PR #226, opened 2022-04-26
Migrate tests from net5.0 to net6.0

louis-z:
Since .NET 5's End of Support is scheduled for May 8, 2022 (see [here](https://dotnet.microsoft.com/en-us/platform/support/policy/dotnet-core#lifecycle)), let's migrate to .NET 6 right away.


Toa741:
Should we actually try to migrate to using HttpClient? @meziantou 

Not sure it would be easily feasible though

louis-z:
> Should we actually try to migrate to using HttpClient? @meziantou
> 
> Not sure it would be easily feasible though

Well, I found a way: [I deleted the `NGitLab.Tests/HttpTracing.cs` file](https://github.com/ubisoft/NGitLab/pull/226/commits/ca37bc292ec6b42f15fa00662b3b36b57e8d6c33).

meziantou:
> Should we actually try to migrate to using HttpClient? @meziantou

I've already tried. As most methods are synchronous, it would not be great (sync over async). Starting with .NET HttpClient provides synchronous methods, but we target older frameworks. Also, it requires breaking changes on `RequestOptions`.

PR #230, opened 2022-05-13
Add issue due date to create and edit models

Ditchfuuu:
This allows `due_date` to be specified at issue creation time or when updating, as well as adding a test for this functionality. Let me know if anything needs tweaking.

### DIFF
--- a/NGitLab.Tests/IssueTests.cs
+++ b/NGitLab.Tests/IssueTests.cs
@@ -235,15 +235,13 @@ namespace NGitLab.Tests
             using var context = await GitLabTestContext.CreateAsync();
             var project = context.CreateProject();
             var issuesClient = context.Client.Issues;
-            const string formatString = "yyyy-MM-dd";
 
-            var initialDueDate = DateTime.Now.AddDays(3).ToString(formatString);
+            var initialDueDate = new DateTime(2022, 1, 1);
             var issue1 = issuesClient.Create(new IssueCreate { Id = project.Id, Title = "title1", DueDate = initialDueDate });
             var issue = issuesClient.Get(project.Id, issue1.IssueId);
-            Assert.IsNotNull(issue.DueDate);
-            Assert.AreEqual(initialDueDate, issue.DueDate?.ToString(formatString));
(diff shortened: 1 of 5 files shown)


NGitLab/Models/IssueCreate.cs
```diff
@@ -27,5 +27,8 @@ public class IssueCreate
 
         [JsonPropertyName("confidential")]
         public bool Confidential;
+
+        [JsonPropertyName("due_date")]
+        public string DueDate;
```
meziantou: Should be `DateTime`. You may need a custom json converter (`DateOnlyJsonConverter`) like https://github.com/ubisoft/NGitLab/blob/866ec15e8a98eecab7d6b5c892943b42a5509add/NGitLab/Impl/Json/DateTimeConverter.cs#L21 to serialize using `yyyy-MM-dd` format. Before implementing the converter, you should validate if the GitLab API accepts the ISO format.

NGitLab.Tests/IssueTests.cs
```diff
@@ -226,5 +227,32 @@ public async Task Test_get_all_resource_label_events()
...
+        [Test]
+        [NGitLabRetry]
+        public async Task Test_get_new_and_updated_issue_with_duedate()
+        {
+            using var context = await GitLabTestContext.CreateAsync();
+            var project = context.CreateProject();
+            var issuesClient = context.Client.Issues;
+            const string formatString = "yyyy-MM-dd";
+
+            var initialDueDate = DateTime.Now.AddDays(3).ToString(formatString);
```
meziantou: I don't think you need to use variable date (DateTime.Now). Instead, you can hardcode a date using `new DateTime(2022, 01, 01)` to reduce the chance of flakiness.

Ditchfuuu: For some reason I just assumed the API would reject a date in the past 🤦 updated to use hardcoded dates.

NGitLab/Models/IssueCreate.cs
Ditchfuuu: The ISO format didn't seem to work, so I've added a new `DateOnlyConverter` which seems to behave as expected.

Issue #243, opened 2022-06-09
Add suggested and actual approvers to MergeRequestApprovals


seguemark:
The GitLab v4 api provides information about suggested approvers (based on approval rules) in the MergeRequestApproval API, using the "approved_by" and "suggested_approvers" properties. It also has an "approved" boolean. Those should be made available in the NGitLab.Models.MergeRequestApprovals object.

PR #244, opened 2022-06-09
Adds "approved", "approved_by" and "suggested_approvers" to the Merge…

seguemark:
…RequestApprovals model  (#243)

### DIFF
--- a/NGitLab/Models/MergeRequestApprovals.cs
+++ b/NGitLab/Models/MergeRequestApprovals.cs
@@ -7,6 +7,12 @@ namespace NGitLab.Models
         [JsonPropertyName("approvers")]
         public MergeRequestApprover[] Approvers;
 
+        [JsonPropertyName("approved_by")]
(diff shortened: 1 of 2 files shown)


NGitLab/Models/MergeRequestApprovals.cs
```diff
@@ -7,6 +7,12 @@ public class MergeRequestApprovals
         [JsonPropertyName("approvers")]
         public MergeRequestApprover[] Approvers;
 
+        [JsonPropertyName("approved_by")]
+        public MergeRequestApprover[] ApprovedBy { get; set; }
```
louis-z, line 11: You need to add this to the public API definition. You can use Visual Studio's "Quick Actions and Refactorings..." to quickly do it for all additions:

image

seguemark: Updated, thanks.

*WHAT NEEDS TO BE DONE*
Each line of the data that has the string "Task" should be returned.

*SOLUTION*
@@ -226,5 +227,32 @@ public async Task Test_get_all_resource_label_events()
+        public async Task Test_get_new_and_updated_issue_with_duedate()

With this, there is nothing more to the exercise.